Progressive Rollout

Use canary, blue-green, and percentage-based deployments to reduce deployment risk.

Phase 4 - Deliver on Demand | Original content

Progressive rollout strategies let you deploy to production without deploying to all users simultaneously. By exposing changes to a small group first and expanding gradually, you catch problems before they affect your entire user base. This page covers the three major strategies, when to use each, and how to implement automated rollback.

Why Progressive Rollout?

Even with comprehensive tests, production-like environments, and small batch sizes, some issues only surface under real production traffic.

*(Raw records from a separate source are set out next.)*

PR #620, opened 2016-09-03
Fixing efficiency calculation operator precedence.

Technus:
This will allow more eu to b eproduced by simple matter of:

EUt_Eff/10000 -> EUt_(Eff/10000)

Saving a lot of Integer space.


Blood-Asp:
What exactly are you trying here? All i see is that you make the math less accurate by dividing the integer first and cutting off decimals.

Technus:
If u produce EU at rates near to Integer_max multiplying it first makes the integer overflow to negative values

Technus:
Afaik it only occurs in large gens

Blood-Asp:
then make it long instead of integer. but the way you change it here breaks calculation for small values.

Technus:
can do

Technus:
Done

Bogdan-G:
idea: `Eff/10000` - hmm it is possible to replace the bit operation? (:P) I as that didnt notice these things especially

PR #632, opened 2016-09-13
Various Bugfixes

mura3277:
Credit goes to @Bogdan-G


Bogdan-G:
reappeared in notifications, what is happening here? I do not see any changes

PR #774, opened 2016-11-26
Adjust Diesel Engine tooltip to match requirements

codewarrior0:
16 Casings are required along the corners and edges. The Hatches may not be along a corner or edge, but may only be placed on the sides, next to a Gear Box.

Also note Diesel, Lube, and Oxygen use.


codewarrior0:
BTW, there's no limit on the maintenance or input hatches, so you could save 32 Titanium by replacing the four remaining unused casings on the sides with hatches. Not quite as big a deal as the 14 extra hatches on the distillery.

PR #777, opened 2016-11-28
Fixed #767

### LINKED ISSUE #767: Gas Turbine with infinite fuel
If put empty Universal Fluid Cell to "In" slot of Gas Turbine with some amount of any fuel it moves to "Out" slot and stays empty. But amount of fuel in turbine starts to increase infinitely.
gas turbine bug

Dimach:
Industrialcraft universal fluid cell produce so much bugs. Please not use it in recipes.


Blood-Asp:
This "fix" does only remove the broken universal cells without any replacement. That way it is only half done.

Dimach:
Nope, because i fixed incorrect behavior of GT_MetaTileEntity_BasicGenerator. If now return universal cell in recipes fuel in generator will not grow to infinity, its first. Second - recipes with universal cell not worked at all, any UFC (even empty) generator will receive it like full of rocket fuel and try to burn it. I thing its problem of industrial craft, not gregtech. And third - recipe with rocket fuel already added by common cell and no need to use universal.

Blood-Asp:
At last the Magneticraft Natural Gas is still missing...

PR #778, opened 2016-11-28
Ore harvest level rework. Fixed #730.

### LINKED ISSUE #730: Flint Pickaxe vs Small Ores
Small Tine Ore in Blue Shcist stone can't be mined neither by Flint nor by even Iron pickaxe.

Dimach:
Additional parameter in getHarvestData needed because UndergroundBiomes metadata was intersected with gregtech granite and cause bugs like #730. Now possible to add more ore blocks with no metadata intersections.


Dimach:
And it not fix already generated block, only generated after installing fixed version.

Issue #735, opened 2016-11-06
Adv Miner II dupes Oilsand.


SapientMC:
While mining Oilsand Adv Miner II add 1-5 blocks of oilsand per operation to output bus. Bus it does not take away blocks from Overworld. Mining pipe even does not move down after more than 1000 Oilsand blocks mined.

codewarrior0:
I can't confirm that it happens now, but this did not happen in 5.09.21.

SapientMC:
i'm on latest 27pre

codewarrior0:
Dunno if it's relevant, but I just let an advminer run for a couple of hours and found two oilsand blocks in its output. There were no oilsand veins within 100 blocks of the thing.

SapientMC:
@codewarrior0 may be you mined it somewhere else during AdvMiner working?

codewarrior0:
Yes, I did! And I found out exactly what is happening. Patch incoming.

Issue #674, opened 2016-10-08
Advanced Miner II bug


Antifluxfield:
5.09.22&.23, multiple adv miners "share" the ores. The problem is similar to, or maybe the same as #508.
Moreover, when mining with laser, drill or pickaxe, with the adv miner working at the same time, it seems that the adv miners also output the crushed version of the manually excavated ores. For example, my adv miner II was working on a naquadah vein in the end, and I knocked off some phosphorus in overworld. Later I found some crushed phosphorus and a apitite crystal in the miner's output, which should never occur in the end.

Blood-Asp:
All i can say about that is: I have no idea. Tried it a few times already and never found anything.

Issue #508, opened 2016-05-04
Advanced Miner II is magic


zaitsevyan:
It always mines something interesting: NetherQuartz in overworld, crushed diamond ore at 40 lvl pipe, Ores that are not in current location of miner(huge amount of it, it is not small ores.), etc. I am using Infitech 2 modpack.

Blood-Asp:
What seems to happen is, that multiple miners in one world seem to link up and share found materials...

DerEchteLanger:
Thats not the case, on the official server we are the only one with such a miner and still got even naquadah in the overworld...

zaitsevyan:
@Blood-Asp There was only one miner in the world.

PaulMadsen:
I can confirm the ores are shared.  I am not sure, but it appears that they will truncate ores when they share it.  As if one will overwrite what the other is pulling up.  I have not tested this.  It just appears to be this way.

SapientMC:
Seems like its same bug as https://github.com/Blood-Asp/GT5-Unofficial/issues/469

Blood-Asp:
https://github.com/Blood-Asp/GT5-Unofficial/pull/533 maybe fixed?

PR #782, opened 2016-12-05
Fix Advanced Miner II occasionally outputting the wrong blocks

### LINKED ISSUE #751: Multiple advanced miners mixed output
I build two advanced miner setups. One on tungsten ore, and other on platinum ore. Ore drops in little ae setups, and i see, that i get sheldonite ore on tungsten deposit, and scheelite on platinum deposite. Both ore mixes are rare, and i check around chunks for ores. No platinum near tungsten, and no tungsten near platinum.

codewarrior0:
AdvMinerII would occasionally output the drops from a block recently
broken by the player. This happens when the wrong coordinates are
passed to GT_Block_Ores_Abstract.getDrops(), which causes it to fail to
find the TileEntity and then fall back to whatever the most recently
broken block was.

Fixes #751 (probably), #735 (probably), #674, #508, maybe more!

I have a feeling that the only way AdvMinerII was ever outputting the correct drops was by going through the Silk Touch codepath.

### DIFF
--- a/src/main/java/gregtech/common/tileentities/machines/multi/GT_MetaTileEntity_AdvMiner2.java
+++ b/src/main/java/gregtech/common/tileentities/machines/multi/GT_MetaTileEntity_AdvMiner2.java
@@ -134,7 +134,8 @@ public class GT_MetaTileEntity_AdvMiner2 extends GT_MetaTileEntity_MultiBlockBas
             }
             ArrayList<ItemStack> tDrops = new ArrayList();
             Block tMineBlock = null;
-            ChunkPosition mle = null;;
+            ChunkPosition mle = null;
+            int posX, posY, posZ, offX, offY, offZ;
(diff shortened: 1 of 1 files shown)


Techlone:
I fixed it few months ago. Probably my changes has been overwritten. I don't know how it's happened.
#533

codewarrior0:
(in response to a deleted comment referencing #533)

Your changes were overwritten when the Miner was changed to be able to mine any kind of ore, not just GregTech ores. In your patch, you use a GregTech-specific function to get the drops for the ore, but in the latest revision, the standard Minecraft function is used instead, and is passed the wrong coordinates.

Techlone:
@codewarrior0 I just looked my code and it isn't correct. At that date I understood the problem but wrote wrong code...
Or not I'm confused

Techlone:
Nevermind. Present PR resolve the problem. Only this is important.

PR #799, opened 2016-12-13
Add progress bar

danbka33:
Add progress bar
eao6vglsx47wz2


Blood-Asp:
@danbka33 What is the Forge version requirement for this? I did try the same quite some time ago and back then the forge implementation was incomplete. Pretty sure it needs a quite up to date build. Might be nessary to make this optional depending on forge version or put this into a try catch.

@Dragon2488 I would prefer to merge PRs myself as i'm the one to provide new builds anyways.

danbka33:
@Blood-Asp Forge 10.13.3.1399+

PR #17, opened 2014-06-21
Fixing LoadLibrary in the case the application is using UNICODE.

nicolasnoble:
The current code is assuming the library is compiled and used in ANSI, by always passing an ANSI string to LoadLibrary. It means that if the library is in fact compiled in UNICODE, the LoadLibrary call will assume you're passing a widechar string, and will ultimately fail.

This commit fixes it by forcing the usage of the UNICODE version of the API, and ignoring the compilation settings of the library.

This is mostly relevant if the library is compiled statically within another application.

### DIFF
--- a/ares_library_init.c
+++ b/ares_library_init.c
@@ -45,7 +45,7 @@ static int ares_win32_init(void)
 #ifdef USE_WINSOCK
 
   hnd_iphlpapi = 0;
-  hnd_iphlpapi = LoadLibrary("iphlpapi.dll");
+  hnd_iphlpapi = LoadLibraryW(L"iphlpapi.dll");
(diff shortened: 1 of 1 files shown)


bagder:
I would like this acked by someone else who knows Windows before I merge it. I do not.

saghul:
FWIW, this patch has been floated by Node for quite a while, so I guess one could say it's battle tested. https://github.com/nodejs/node/commit/cfafba68c64fed0626af8b22d6c4cdccb3261ced

Also, the person who reviewed the patch (Bert Belder) is a Windows expert.

bagder:
Good enough for me, thanks!

bagder:
thanks @nicolasnoble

Progressive rollout is the final safety layer: it limits the blast radius of any deployment by exposing the change to a small audience first.

This is not a replacement for testing. It is an addition. Your automated tests should catch the vast majority of issues. Progressive rollout catches the rest - the issues that depend on real user behavior, real data volumes, or real infrastructure conditions that cannot be fully replicated in test environments.

The Three Strategies

Strategy 1: Canary Deployment

A canary deployment routes a small percentage of production traffic to the new version while the majority continues to hit the old version. If the canary shows no problems, traffic is gradually shifted.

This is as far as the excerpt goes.